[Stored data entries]
━━━━━━━━━━━━━━━━━━━━━━━━━━━━━━
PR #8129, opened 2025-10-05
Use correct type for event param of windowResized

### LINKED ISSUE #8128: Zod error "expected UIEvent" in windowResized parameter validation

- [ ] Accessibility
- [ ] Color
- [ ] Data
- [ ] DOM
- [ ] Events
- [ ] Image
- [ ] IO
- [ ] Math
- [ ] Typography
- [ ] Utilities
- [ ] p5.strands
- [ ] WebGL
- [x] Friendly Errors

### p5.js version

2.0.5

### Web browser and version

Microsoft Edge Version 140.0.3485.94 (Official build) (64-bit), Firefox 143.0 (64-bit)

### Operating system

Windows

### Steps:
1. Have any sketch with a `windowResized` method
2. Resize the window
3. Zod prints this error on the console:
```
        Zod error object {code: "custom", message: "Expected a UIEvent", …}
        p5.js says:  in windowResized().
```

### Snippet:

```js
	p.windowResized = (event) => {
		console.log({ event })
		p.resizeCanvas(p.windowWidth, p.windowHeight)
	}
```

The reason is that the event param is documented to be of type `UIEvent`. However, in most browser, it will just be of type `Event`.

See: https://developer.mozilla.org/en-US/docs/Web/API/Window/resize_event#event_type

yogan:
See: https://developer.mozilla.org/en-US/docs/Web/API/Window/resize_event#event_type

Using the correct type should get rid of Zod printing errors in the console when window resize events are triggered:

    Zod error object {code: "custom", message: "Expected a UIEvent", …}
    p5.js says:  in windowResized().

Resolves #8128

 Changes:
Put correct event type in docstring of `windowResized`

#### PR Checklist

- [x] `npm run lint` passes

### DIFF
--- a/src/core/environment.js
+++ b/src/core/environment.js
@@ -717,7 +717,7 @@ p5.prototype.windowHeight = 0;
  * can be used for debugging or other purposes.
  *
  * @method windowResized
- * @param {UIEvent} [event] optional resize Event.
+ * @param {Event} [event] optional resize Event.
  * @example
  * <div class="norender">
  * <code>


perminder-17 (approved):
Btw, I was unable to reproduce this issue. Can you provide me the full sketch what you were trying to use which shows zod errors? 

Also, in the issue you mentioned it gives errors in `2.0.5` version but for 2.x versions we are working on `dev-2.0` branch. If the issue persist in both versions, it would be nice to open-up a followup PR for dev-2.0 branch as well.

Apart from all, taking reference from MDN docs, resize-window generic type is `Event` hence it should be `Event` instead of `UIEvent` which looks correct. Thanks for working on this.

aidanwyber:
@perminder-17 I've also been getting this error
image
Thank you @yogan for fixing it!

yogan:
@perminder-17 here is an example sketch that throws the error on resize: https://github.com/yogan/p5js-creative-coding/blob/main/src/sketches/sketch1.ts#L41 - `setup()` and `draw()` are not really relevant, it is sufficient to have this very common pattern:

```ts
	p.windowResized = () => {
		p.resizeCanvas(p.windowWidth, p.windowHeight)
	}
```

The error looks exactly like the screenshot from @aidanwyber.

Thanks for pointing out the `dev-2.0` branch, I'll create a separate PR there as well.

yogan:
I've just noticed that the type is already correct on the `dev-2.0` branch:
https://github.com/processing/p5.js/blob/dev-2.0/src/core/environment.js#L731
━━━━━━━━━━━━━━━━━━━━━━━━━━━━━━
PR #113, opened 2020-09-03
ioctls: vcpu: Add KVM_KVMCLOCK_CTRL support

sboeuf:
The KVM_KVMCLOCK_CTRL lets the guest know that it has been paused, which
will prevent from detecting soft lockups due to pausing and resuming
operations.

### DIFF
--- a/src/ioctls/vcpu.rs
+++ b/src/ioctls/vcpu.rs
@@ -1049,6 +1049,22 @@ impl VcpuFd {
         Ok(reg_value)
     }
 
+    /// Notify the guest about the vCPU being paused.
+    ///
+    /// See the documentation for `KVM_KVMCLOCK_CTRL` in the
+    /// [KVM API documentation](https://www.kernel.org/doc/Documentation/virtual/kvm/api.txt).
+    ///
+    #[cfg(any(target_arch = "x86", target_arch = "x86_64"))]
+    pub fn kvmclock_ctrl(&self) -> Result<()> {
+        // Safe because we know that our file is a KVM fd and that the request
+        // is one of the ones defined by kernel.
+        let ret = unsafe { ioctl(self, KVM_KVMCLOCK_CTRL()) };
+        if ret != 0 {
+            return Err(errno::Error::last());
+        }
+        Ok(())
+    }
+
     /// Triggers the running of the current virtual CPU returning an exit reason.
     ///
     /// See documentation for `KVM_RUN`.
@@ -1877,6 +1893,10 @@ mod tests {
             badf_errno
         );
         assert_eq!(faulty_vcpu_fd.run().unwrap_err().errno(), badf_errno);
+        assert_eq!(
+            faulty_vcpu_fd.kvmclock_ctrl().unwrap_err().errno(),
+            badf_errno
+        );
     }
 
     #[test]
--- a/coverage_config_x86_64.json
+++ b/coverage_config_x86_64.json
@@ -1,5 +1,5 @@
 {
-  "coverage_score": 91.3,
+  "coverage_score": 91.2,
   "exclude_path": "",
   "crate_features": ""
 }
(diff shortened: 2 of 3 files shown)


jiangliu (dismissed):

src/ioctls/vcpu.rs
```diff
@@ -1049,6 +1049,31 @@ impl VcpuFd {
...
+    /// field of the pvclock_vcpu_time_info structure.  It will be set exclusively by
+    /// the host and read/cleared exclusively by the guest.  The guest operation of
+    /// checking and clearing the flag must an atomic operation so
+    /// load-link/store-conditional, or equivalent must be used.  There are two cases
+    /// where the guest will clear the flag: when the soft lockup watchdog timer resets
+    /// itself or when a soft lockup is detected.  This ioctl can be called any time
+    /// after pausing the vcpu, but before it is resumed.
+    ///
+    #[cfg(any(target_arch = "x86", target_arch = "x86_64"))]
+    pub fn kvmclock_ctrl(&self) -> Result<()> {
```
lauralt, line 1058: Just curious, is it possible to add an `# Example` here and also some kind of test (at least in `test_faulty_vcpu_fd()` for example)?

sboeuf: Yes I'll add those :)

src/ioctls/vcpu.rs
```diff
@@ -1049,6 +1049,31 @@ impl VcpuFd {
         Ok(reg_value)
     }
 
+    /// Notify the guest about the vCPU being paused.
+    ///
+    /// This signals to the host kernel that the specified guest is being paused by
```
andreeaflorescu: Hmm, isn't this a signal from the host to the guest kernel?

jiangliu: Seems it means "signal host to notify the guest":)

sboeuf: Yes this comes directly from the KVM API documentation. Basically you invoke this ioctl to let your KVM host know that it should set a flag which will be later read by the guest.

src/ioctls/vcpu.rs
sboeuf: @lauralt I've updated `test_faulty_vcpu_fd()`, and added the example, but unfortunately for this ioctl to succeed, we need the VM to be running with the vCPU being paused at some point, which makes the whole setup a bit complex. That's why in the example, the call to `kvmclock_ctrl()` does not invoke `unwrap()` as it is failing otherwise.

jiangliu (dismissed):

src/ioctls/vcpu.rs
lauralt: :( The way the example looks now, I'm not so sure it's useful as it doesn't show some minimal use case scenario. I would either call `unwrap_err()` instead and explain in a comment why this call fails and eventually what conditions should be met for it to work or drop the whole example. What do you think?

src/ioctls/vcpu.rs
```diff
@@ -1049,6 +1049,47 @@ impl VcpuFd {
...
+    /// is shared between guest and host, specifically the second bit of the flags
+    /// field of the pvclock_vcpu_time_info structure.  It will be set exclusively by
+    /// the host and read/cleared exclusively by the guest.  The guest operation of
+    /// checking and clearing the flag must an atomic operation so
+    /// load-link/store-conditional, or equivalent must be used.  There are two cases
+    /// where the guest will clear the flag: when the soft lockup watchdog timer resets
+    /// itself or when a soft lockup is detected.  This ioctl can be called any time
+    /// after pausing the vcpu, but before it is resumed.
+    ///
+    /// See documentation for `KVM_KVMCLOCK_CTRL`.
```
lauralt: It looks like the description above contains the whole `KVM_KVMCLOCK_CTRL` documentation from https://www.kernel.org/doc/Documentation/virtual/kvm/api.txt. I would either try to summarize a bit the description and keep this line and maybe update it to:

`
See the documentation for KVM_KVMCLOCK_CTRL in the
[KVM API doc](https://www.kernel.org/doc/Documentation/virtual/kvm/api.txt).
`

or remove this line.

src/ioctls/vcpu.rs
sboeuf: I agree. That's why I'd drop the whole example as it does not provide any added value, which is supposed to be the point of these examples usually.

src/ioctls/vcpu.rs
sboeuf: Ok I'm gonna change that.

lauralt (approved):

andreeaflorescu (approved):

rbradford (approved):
━━━━━━━━━━━━━━━━━━━━━━━━━━━━━━
**Exercise goal:** Scan the entries above for the string "like", and copy every line where it turns up.

**Task output:**
The error looks exactly like the screenshot from @aidanwyber.
lauralt: It looks like the description above contains the whole `KVM_KVMCLOCK_CTRL` documentation from https://www.kernel.org/doc/Documentation/virtual/kvm/api.txt. I would either try to summarize a bit the description and keep this line and maybe update it to:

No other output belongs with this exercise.